PR #2744, opened 2023-08-03
fix make start command when using mysql/postgres as db

### LINKED ISSUE #2492: Unable to start local development using Docker Compose 2.19.0
### What went wrong?

**What happened**:
  - `make start` fails with an error: `service postgres is required by grafana but is disabled. Can be enabled by profiles [postgres]`

  - starting development containers

### How do we reproduce it?

1. Use docker-compose v2.19.1
2. Use `COMPOSE_PROFILES=oncall_ui,redis,grafana,engine`
3. `make init`
4. `make start`

```
COMPOSE_PROFILES=oncall_ui,redis,grafana,engine DB=sqlite BROKER_TYPE=redis SQLITE_DB_FILE=./engine/oncall.db docker compose -f docker-compose-developer.yml up --remove-orphans -d
service postgres is required by grafana but is disabled. Can be enabled by profiles [postgres]
make: *** [start] Error 1
```

### Grafana OnCall Version

v1.3.1

### Product Area

Other

### Grafana OnCall Platform?

Docker

### User's Browser?

_No response_

### Anything else to add?

I suppose it is caused by [this fix](https://github.com/docker/compose/pull/10602) and now `depends_on` is required by default.

As I understand `required` field would be implemented introduced in https://github.com/compose-spec/compose-spec/pull/382 

But now using docker compose v2.18.1 is the only option.

joeyorlando:
# What this PR does

Tested `make start` w/ both `mysql` and `postgres` in `COMPOSE_PROFILES` and things spin up properly.

- Fixes some `yaml` formatting issues introduced [here](https://github.com/grafana/oncall/pull/2728/files#diff-f5d10b03472abe3719098ae8a8855468e92524ebe790c39a34d2c632f3f0486d) in #2728 which were causing the `mysql` container to fail to start up when running `make start`
- Addresses #2492 by specifying `required: false` under `depends_on`, for containers in `docker-compose-developer.yml` which have container(s) which may be conditionally spun-up based on `COMPOSE_PROFILES`. Basically in v2.20.2 they introduced [this change](https://github.com/docker/compose/releases/tag/v2.20.2#:~:text=Add%20support%20of%20depends_on.required%20attribute%20by) which was a breaking change for our setup and preventing us from upgrading to >= 2.19.0.

Closes #2492 

‼️ with this PR you will need to make sure you are running `docker-compose` >= `v2.20.2`, otherwise 👇  ‼️ 

image

## Checklist

### DIFF
--- a/docker-compose-developer.yml
+++ b/docker-compose-developer.yml
@@ -144,12 +144,16 @@ services:
     depends_on:
       postgres:
         condition: service_healthy
+        required: false
       mysql:
         condition: service_healthy
+        required: false
       rabbitmq:
         condition: service_healthy
+        required: false
       redis:
         condition: service_healthy
+        required: false
     profiles:
       - engine
 
@@ -208,7 +212,7 @@ services:
     container_name: mysql
     labels: *oncall-labels
     image: mysql:8.0.32
-    command: >
+    command: >-
       --default-authentication-plugin=mysql_native_password --character-set-server=utf8mb4
       --collation-server=utf8mb4_unicode_ci --max_connections=1024
     restart: always
@@ -236,7 +240,7 @@ services:
     container_name: mysql_to_create_grafana_db
     labels: *oncall-labels
     image: mysql:8.0.32
-    command: >
+    command: >-
       bash -c "mysql -h mysql -uroot -pempty
       -e 'CREATE DATABASE IF NOT EXISTS grafana CHARACTER SET utf8mb4 COLLATE utf8mb4_unicode_ci;'"
     depends_on:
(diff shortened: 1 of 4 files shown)


docker-compose-developer.yml
```diff
@@ -276,7 +280,7 @@ services:
     container_name: postgres_to_create_grafana_db
     labels: *oncall-labels
     image: postgres:14.4
-    command: >
```
joeyorlando, line 279: `>-` removes trailing newlines.. I suppose this causes an issue for `mysql`? 

https://stackoverflow.com/a/21699210

joeyorlando:
how to update `docker-compose` to `v2.20.2`:

1. Download the `docker-compose` binary from the v2.20.2 release [here](https://github.com/docker/compose/releases/tag/v2.20.2) (select your OS's architecture)
2. Run the following commands:
```bash
$ mv <docker-compose-binary> ~/.docker/cli-plugins/docker-compose
$ chmod +x ~/.docker/cli-plugins/docker-compose
$ docker-compose --version
Docker Compose version v2.20.2
$ make start # should work
```

(or you might be able to use `brew upgrade docker-compose` on Mac)

vadimkerr (approved):

PR #3518, opened 2023-12-06
Return 404 from mobile app gateway viewset

vadimkerr:
# What this PR does

Changes how the `MOBILE_APP_GATEWAY_ENABLED` feature flag enables/disables the mobile app gateway viewset.

## Checklist

### DIFF
--- a/engine/apps/api/views/labels.py
+++ b/engine/apps/api/views/labels.py
@@ -25,9 +25,9 @@ logger = logging.getLogger(__name__)
 
 class LabelsFeatureFlagViewSet(ViewSet):
     def initial(self, request, *args, **kwargs):
-        super().initial(request, *args, **kwargs)
         if not is_labels_feature_enabled(self.request.auth.organization):
             raise NotFound
+        super().initial(request, *args, **kwargs)
 
 
 class LabelsViewSet(LabelsFeatureFlagViewSet):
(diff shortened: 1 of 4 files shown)


engine/apps/api/views/labels.py
```diff
@@ -25,9 +25,9 @@
 
 class LabelsFeatureFlagViewSet(ViewSet):
     def initial(self, request, *args, **kwargs):
-        super().initial(request, *args, **kwargs)
         if not is_labels_feature_enabled(self.request.auth.organization):
             raise NotFound
+        super().initial(request, *args, **kwargs)
```
vadimkerr, line 30: The `initial` method does a bunch of different things like auth, throttling, etc. If the feature flag is disabled, we want to return 404 right away, so I moved the super method call down

engine/apps/mobile_app/urls.py
```diff
@@ -34,11 +33,10 @@
     optional_slash_path("fcm_relay", FCMRelayView.as_view(), name="fcm_relay"),
 ]
 
-if settings.MOBILE_APP_GATEWAY_ENABLED:
```
vadimkerr, line 37: this check is now [here](https://github.com/grafana/oncall/pull/3518/files#diff-cd8caa0fd8e0fba883880308df6d0dfc5db91323ab90207bf155d97fc810fcf3R104-R105)

PR #3528, opened 2023-12-07
Brojd/polishing labels

brojd:
# What this PR does
- auto adjust column widths in alert group table
- add missing space below drawer buttons 

**https://github.com/grafana/oncall-private/issues/2355**

## Checklist


grafana-plugin/src/pages/incidents/Incidents.module.scss
```diff
@@ -25,6 +25,12 @@
   align-items: center;
 }
 
+.horizontal-scroll-table table td:global(.rc-table-cell) {
+  white-space: nowrap;
+  padding-right: 16px;
+  max-width: 600px;
```
teodosii, line 31: hmm maybe 600px is still low for horizontal scrolling enabled. on bigger displays 600 isn't that much. I'd put it to 1000 instead, wdyt? Also I think this exception should apply only to columns that are expect to have long content, it doesn't make sense to set the max-width to such huge value for columns like team/status/id, where they barely take 100-200px

brojd: done as discussed:)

## TRY IT
Set down the full listing once more, exactly as written.

## SOLVED EXERCISE
PR #2744, opened 2023-08-03
fix make start command when using mysql/postgres as db

### LINKED ISSUE #2492: Unable to start local development using Docker Compose 2.19.0
### What went wrong?

**What happened**:
  - `make start` fails with an error: `service postgres is required by grafana but is disabled. Can be enabled by profiles [postgres]`

  - starting development containers

### How do we reproduce it?

1. Use docker-compose v2.19.1
2. Use `COMPOSE_PROFILES=oncall_ui,redis,grafana,engine`
3. `make init`
4. `make start`

```
COMPOSE_PROFILES=oncall_ui,redis,grafana,engine DB=sqlite BROKER_TYPE=redis SQLITE_DB_FILE=./engine/oncall.db docker compose -f docker-compose-developer.yml up --remove-orphans -d
service postgres is required by grafana but is disabled. Can be enabled by profiles [postgres]
make: *** [start] Error 1
```

### Grafana OnCall Version

v1.3.1

### Product Area

Other

### Grafana OnCall Platform?

Docker

### User's Browser?

_No response_

### Anything else to add?

I suppose it is caused by [this fix](https://github.com/docker/compose/pull/10602) and now `depends_on` is required by default.

As I understand `required` field would be implemented introduced in https://github.com/compose-spec/compose-spec/pull/382 

But now using docker compose v2.18.1 is the only option.

joeyorlando:
# What this PR does

Tested `make start` w/ both `mysql` and `postgres` in `COMPOSE_PROFILES` and things spin up properly.

- Fixes some `yaml` formatting issues introduced [here](https://github.com/grafana/oncall/pull/2728/files#diff-f5d10b03472abe3719098ae8a8855468e92524ebe790c39a34d2c632f3f0486d) in #2728 which were causing the `mysql` container to fail to start up when running `make start`
- Addresses #2492 by specifying `required: false` under `depends_on`, for containers in `docker-compose-developer.yml` which have container(s) which may be conditionally spun-up based on `COMPOSE_PROFILES`. Basically in v2.20.2 they introduced [this change](https://github.com/docker/compose/releases/tag/v2.20.2#:~:text=Add%20support%20of%20depends_on.required%20attribute%20by) which was a breaking change for our setup and preventing us from upgrading to >= 2.19.0.

Closes #2492 

‼️ with this PR you will need to make sure you are running `docker-compose` >= `v2.20.2`, otherwise 👇  ‼️ 

image

## Checklist

### DIFF
--- a/docker-compose-developer.yml
+++ b/docker-compose-developer.yml
@@ -144,12 +144,16 @@ services:
     depends_on:
       postgres:
         condition: service_healthy
+        required: false
       mysql:
         condition: service_healthy
+        required: false
       rabbitmq:
         condition: service_healthy
+        required: false
       redis:
         condition: service_healthy
+        required: false
     profiles:
       - engine
 
@@ -208,7 +212,7 @@ services:
     container_name: mysql
     labels: *oncall-labels
     image: mysql:8.0.32
-    command: >
+    command: >-
       --default-authentication-plugin=mysql_native_password --character-set-server=utf8mb4
       --collation-server=utf8mb4_unicode_ci --max_connections=1024
     restart: always
@@ -236,7 +240,7 @@ services:
     container_name: mysql_to_create_grafana_db
     labels: *oncall-labels
     image: mysql:8.0.32
-    command: >
+    command: >-
       bash -c "mysql -h mysql -uroot -pempty
       -e 'CREATE DATABASE IF NOT EXISTS grafana CHARACTER SET utf8mb4 COLLATE utf8mb4_unicode_ci;'"
     depends_on:
(diff shortened: 1 of 4 files shown)


docker-compose-developer.yml
```diff
@@ -276,7 +280,7 @@ services:
     container_name: postgres_to_create_grafana_db
     labels: *oncall-labels
     image: postgres:14.4
-    command: >
```
joeyorlando, line 279: `>-` removes trailing newlines.. I suppose this causes an issue for `mysql`? 

https://stackoverflow.com/a/21699210

joeyorlando:
how to update `docker-compose` to `v2.20.2`:

1. Download the `docker-compose` binary from the v2.20.2 release [here](https://github.com/docker/compose/releases/tag/v2.20.2) (select your OS's architecture)
2. Run the following commands:
```bash
$ mv <docker-compose-binary> ~/.docker/cli-plugins/docker-compose
$ chmod +x ~/.docker/cli-plugins/docker-compose
$ docker-compose --version
Docker Compose version v2.20.2
$ make start # should work
```

(or you might be able to use `brew upgrade docker-compose` on Mac)

vadimkerr (approved):

PR #3518, opened 2023-12-06
Return 404 from mobile app gateway viewset

vadimkerr:
# What this PR does

Changes how the `MOBILE_APP_GATEWAY_ENABLED` feature flag enables/disables the mobile app gateway viewset.

## Checklist

### DIFF
--- a/engine/apps/api/views/labels.py
+++ b/engine/apps/api/views/labels.py
@@ -25,9 +25,9 @@ logger = logging.getLogger(__name__)
 
 class LabelsFeatureFlagViewSet(ViewSet):
     def initial(self, request, *args, **kwargs):
-        super().initial(request, *args, **kwargs)
         if not is_labels_feature_enabled(self.request.auth.organization):
             raise NotFound
+        super().initial(request, *args, **kwargs)
 
 
 class LabelsViewSet(LabelsFeatureFlagViewSet):
(diff shortened: 1 of 4 files shown)


engine/apps/api/views/labels.py
```diff
@@ -25,9 +25,9 @@
 
 class LabelsFeatureFlagViewSet(ViewSet):
     def initial(self, request, *args, **kwargs):
-        super().initial(request, *args, **kwargs)
         if not is_labels_feature_enabled(self.request.auth.organization):
             raise NotFound
+        super().initial(request, *args, **kwargs)
```
vadimkerr, line 30: The `initial` method does a bunch of different things like auth, throttling, etc. If the feature flag is disabled, we want to return 404 right away, so I moved the super method call down

engine/apps/mobile_app/urls.py
```diff
@@ -34,11 +33,10 @@
     optional_slash_path("fcm_relay", FCMRelayView.as_view(), name="fcm_relay"),
 ]
 
-if settings.MOBILE_APP_GATEWAY_ENABLED:
```
vadimkerr, line 37: this check is now [here](https://github.com/grafana/oncall/pull/3518/files#diff-cd8caa0fd8e0fba883880308df6d0dfc5db91323ab90207bf155d97fc810fcf3R104-R105)

PR #3528, opened 2023-12-07
Brojd/polishing labels

brojd:
# What this PR does
- auto adjust column widths in alert group table
- add missing space below drawer buttons 

**https://github.com/grafana/oncall-private/issues/2355**

## Checklist


grafana-plugin/src/pages/incidents/Incidents.module.scss
```diff
@@ -25,6 +25,12 @@
   align-items: center;
 }
 
+.horizontal-scroll-table table td:global(.rc-table-cell) {
+  white-space: nowrap;
+  padding-right: 16px;
+  max-width: 600px;
```
teodosii, line 31: hmm maybe 600px is still low for horizontal scrolling enabled. on bigger displays 600 isn't that much. I'd put it to 1000 instead, wdyt? Also I think this exception should apply only to columns that are expect to have long content, it doesn't make sense to set the max-width to such huge value for columns like team/status/id, where they barely take 100-200px

brojd: done as discussed:)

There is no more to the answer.